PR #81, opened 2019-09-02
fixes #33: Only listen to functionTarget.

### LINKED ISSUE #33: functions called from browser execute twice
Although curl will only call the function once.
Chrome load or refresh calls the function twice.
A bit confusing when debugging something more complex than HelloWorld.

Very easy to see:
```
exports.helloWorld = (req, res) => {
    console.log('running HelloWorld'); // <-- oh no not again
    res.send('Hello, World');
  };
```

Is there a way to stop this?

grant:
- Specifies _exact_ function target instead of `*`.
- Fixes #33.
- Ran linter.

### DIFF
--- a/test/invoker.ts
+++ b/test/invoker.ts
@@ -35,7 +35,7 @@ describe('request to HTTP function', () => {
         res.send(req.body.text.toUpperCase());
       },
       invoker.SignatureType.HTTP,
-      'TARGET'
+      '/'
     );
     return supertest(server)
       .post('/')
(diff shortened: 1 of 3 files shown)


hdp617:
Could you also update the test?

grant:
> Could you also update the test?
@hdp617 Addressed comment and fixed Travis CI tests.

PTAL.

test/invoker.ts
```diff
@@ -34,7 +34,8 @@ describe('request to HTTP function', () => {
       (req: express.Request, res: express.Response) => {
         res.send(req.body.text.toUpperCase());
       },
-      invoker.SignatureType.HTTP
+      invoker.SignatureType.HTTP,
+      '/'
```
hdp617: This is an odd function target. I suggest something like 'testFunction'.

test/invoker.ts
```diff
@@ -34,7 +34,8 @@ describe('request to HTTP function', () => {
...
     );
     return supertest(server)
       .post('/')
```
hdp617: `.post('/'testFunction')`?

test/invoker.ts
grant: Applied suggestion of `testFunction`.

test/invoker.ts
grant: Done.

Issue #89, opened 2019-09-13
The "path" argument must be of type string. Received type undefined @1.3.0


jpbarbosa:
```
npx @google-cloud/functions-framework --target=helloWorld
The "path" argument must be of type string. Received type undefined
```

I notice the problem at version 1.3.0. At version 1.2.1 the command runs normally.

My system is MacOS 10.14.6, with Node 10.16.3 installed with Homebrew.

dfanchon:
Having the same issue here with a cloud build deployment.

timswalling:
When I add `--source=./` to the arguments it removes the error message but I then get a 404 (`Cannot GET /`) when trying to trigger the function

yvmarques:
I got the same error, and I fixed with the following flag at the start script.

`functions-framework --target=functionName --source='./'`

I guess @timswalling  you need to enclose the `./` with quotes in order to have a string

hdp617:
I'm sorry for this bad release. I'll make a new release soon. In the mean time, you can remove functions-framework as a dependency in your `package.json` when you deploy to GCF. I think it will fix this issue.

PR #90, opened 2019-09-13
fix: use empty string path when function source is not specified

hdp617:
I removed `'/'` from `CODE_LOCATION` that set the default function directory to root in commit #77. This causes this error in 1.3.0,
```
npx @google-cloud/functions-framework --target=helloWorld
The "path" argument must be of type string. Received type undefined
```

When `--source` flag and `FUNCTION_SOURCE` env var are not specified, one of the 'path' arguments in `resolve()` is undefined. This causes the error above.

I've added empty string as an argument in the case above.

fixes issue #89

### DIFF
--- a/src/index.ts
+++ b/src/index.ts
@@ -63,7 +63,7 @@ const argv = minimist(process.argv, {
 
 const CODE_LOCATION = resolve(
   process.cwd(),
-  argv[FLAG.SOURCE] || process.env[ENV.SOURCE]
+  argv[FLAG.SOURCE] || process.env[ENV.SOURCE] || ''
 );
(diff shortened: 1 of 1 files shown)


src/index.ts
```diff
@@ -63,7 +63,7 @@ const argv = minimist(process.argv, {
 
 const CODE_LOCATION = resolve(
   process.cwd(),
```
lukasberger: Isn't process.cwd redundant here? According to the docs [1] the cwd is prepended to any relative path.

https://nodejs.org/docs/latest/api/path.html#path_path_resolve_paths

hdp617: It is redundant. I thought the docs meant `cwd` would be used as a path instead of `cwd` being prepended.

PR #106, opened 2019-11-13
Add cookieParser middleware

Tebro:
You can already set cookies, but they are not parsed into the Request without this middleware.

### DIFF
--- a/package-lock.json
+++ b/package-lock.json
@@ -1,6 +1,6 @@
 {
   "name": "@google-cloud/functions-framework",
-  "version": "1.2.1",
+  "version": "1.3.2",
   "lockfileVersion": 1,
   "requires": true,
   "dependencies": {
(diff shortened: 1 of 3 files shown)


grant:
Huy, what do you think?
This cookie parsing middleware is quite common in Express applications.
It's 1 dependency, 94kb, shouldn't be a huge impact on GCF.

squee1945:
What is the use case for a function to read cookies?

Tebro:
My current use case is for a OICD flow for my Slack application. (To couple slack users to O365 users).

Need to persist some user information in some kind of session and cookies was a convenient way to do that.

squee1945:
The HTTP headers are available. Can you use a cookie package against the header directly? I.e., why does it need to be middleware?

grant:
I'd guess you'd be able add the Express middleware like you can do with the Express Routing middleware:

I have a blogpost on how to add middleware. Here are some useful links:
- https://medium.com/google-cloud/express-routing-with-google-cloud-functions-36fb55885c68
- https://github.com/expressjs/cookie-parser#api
====
Task description - Please determine how many lines of the listing above include the word "empty" and state only that number.

Answer box - 2